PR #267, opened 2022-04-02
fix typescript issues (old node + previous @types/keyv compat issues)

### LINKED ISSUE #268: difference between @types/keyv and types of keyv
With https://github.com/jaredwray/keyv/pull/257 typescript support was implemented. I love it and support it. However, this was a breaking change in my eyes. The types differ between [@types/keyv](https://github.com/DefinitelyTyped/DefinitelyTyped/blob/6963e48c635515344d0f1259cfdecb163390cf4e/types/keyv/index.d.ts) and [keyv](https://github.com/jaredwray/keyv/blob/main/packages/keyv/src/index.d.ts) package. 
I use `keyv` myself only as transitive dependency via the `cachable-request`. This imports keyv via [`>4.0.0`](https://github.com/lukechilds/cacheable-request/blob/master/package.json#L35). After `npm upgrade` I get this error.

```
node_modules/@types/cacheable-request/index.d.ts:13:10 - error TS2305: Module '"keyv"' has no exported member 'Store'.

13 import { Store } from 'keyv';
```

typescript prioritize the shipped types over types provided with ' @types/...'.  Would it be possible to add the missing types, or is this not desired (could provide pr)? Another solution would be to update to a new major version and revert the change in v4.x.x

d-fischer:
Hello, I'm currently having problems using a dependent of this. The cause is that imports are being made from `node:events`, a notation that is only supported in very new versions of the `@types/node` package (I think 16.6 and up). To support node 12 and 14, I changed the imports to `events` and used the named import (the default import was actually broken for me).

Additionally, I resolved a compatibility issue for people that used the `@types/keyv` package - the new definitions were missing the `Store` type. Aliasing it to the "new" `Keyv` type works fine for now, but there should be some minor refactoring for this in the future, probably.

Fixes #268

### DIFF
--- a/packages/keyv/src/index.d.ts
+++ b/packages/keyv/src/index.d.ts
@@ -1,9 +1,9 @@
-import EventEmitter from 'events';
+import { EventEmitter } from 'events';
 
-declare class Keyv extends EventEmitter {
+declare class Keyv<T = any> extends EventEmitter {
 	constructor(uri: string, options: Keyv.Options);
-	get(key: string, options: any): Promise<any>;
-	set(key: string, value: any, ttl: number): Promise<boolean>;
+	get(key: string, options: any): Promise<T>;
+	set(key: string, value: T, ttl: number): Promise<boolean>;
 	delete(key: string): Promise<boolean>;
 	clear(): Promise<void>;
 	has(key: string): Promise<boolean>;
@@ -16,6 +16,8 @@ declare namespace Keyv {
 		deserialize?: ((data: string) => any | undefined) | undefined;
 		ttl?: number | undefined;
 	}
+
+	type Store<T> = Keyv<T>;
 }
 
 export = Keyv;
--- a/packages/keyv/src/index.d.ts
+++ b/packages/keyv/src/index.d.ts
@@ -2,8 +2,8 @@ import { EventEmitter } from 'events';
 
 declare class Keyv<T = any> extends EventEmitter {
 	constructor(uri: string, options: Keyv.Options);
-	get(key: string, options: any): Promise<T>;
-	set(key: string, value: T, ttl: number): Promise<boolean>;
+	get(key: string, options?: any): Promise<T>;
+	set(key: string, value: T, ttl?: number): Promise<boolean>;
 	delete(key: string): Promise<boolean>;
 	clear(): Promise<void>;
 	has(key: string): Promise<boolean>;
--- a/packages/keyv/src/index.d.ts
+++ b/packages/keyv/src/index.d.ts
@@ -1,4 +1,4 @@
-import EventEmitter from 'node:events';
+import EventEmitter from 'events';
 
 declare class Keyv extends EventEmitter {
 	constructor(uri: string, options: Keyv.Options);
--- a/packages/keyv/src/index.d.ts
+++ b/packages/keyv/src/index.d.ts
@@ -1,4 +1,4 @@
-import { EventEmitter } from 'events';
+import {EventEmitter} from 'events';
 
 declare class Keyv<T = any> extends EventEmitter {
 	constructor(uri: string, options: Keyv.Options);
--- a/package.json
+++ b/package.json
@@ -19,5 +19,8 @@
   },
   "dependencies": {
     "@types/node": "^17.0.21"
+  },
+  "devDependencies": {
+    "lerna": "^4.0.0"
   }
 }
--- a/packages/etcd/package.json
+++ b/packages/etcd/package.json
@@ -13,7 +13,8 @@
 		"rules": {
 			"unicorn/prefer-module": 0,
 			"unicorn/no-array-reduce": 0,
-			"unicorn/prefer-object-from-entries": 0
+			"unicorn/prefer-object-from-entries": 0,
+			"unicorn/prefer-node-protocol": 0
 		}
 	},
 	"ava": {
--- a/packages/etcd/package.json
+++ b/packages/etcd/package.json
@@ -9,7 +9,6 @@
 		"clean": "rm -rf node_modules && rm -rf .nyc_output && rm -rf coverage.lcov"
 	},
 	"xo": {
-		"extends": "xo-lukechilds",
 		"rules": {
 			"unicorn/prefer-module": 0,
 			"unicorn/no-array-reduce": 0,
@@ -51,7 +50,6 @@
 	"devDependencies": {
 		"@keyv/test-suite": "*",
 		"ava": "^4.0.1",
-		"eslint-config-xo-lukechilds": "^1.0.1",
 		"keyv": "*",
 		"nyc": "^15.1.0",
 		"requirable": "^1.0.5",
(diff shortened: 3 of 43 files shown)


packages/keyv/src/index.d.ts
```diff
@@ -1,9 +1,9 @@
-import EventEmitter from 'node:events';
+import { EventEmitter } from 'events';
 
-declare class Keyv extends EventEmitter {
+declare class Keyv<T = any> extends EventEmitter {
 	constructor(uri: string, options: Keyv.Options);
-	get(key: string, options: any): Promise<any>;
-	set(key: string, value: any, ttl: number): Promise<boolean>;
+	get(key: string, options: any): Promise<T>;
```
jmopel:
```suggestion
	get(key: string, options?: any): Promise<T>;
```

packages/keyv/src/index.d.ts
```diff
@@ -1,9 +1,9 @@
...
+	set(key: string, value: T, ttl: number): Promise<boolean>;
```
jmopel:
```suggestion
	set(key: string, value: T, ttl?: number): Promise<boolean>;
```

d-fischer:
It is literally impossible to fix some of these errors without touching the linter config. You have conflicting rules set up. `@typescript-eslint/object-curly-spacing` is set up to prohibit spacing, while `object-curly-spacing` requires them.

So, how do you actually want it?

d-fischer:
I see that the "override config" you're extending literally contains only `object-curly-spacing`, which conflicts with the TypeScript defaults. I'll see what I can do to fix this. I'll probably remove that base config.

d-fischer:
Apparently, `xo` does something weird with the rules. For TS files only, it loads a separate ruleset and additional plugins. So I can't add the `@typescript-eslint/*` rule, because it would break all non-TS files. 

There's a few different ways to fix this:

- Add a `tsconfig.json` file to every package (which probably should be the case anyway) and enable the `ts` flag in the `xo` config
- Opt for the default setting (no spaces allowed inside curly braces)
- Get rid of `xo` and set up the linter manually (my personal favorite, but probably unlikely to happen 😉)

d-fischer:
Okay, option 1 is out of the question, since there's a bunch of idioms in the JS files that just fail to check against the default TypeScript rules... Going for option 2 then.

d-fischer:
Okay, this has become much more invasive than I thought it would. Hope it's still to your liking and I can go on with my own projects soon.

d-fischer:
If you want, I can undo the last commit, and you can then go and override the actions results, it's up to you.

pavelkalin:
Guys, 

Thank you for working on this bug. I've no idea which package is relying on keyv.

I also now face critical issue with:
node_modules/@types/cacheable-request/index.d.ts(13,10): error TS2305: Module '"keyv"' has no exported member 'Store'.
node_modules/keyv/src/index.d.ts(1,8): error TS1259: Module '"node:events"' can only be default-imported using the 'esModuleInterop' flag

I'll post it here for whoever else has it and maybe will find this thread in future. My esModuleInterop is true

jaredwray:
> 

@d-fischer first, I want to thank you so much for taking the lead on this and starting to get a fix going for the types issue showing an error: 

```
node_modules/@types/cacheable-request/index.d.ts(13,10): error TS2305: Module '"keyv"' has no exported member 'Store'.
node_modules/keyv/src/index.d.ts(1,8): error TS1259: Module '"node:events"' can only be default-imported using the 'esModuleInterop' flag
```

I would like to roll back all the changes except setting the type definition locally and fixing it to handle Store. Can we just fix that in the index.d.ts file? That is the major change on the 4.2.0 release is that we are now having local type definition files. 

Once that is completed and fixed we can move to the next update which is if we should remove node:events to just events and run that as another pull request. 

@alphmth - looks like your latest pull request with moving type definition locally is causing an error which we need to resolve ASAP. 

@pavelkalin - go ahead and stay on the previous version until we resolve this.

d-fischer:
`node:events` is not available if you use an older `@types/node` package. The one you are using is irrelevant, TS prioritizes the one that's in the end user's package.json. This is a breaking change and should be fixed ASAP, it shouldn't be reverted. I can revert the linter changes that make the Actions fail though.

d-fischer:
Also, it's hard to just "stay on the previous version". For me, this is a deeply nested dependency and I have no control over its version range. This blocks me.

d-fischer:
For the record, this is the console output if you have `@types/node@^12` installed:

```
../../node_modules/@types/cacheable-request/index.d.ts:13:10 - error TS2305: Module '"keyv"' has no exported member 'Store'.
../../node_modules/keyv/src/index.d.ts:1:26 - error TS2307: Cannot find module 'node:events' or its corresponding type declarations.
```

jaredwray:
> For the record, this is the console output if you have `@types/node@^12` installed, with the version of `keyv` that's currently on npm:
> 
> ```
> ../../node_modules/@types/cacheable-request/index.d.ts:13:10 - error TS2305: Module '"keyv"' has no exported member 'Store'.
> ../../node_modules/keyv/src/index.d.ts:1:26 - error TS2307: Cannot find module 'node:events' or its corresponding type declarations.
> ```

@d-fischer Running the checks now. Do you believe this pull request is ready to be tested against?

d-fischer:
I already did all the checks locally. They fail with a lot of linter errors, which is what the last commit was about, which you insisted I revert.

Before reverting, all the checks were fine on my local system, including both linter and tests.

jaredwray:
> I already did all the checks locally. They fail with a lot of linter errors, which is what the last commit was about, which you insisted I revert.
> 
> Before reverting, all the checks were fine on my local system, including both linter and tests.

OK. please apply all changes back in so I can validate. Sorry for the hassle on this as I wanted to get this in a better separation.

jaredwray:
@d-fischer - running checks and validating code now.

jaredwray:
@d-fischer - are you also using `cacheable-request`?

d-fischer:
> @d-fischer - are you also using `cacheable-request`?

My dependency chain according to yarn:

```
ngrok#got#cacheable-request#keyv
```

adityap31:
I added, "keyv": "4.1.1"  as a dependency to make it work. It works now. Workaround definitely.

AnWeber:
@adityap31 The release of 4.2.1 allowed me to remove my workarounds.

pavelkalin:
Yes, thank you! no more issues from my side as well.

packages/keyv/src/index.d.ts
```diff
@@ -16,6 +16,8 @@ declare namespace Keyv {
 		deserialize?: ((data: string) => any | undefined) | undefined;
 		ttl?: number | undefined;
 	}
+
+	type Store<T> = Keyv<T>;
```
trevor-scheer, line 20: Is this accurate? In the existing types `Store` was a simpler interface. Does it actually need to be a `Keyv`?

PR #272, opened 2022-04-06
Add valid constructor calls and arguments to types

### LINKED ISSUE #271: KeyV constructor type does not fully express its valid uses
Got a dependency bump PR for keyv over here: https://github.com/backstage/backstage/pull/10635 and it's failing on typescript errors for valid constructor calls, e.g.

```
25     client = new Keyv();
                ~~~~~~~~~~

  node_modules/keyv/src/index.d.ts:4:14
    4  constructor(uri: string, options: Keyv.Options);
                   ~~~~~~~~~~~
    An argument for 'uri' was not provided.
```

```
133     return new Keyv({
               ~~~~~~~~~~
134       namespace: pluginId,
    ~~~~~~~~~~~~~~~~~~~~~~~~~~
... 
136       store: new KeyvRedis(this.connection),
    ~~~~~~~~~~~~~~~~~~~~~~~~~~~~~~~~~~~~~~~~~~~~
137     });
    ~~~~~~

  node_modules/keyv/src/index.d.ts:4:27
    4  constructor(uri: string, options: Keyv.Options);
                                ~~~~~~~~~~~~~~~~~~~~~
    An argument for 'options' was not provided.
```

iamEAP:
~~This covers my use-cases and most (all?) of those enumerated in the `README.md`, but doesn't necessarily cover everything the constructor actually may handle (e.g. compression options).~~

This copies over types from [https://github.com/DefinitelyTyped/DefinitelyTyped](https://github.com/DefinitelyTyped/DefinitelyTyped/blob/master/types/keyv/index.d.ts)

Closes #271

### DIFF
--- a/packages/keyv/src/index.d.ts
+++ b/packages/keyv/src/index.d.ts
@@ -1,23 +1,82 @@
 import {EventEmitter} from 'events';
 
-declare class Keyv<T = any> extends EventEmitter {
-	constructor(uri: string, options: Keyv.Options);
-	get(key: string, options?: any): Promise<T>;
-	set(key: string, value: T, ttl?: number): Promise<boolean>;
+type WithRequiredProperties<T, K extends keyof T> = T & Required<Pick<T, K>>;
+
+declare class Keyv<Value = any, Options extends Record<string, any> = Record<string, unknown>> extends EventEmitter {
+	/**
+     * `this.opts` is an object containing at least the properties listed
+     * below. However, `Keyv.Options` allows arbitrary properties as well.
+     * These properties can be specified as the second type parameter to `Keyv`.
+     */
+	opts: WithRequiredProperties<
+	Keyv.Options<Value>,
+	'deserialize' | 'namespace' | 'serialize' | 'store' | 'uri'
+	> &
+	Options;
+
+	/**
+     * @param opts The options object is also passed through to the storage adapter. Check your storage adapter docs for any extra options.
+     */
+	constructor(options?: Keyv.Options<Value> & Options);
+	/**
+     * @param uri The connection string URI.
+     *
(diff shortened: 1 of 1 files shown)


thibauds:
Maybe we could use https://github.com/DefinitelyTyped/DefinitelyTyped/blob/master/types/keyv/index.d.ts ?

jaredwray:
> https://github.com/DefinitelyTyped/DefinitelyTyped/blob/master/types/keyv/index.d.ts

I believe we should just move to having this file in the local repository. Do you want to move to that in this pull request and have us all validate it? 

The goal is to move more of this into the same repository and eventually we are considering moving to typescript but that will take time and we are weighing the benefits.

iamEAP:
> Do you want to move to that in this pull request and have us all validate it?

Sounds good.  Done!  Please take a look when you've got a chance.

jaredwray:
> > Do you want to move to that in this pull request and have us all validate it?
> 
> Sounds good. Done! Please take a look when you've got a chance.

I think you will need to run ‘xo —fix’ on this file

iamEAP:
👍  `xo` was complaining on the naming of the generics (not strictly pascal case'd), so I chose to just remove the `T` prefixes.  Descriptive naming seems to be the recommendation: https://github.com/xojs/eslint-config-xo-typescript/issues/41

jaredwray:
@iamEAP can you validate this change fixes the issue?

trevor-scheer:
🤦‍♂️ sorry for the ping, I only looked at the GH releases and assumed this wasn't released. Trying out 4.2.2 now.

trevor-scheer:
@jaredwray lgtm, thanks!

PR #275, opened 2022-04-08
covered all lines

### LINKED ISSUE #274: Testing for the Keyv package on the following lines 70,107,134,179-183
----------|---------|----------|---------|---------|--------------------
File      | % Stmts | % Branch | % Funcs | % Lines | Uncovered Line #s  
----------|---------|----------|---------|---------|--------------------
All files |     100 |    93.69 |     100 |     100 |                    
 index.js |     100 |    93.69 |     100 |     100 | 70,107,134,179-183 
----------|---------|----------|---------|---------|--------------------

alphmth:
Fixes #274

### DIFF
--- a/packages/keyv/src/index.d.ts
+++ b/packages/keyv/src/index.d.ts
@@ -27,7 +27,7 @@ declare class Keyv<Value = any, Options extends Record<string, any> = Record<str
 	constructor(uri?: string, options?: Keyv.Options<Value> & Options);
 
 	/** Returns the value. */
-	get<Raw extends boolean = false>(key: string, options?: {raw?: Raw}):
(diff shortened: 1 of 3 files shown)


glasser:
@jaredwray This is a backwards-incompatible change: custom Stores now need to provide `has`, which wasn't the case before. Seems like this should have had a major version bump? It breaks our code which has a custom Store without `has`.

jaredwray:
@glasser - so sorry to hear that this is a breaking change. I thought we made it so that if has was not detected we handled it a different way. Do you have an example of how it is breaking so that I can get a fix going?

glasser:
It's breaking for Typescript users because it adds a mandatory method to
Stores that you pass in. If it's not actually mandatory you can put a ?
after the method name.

== What you need to do ==
If a line in the listing contains "Done", it counts. Say how many lines count, with no other words.

== Answer for the task ==
2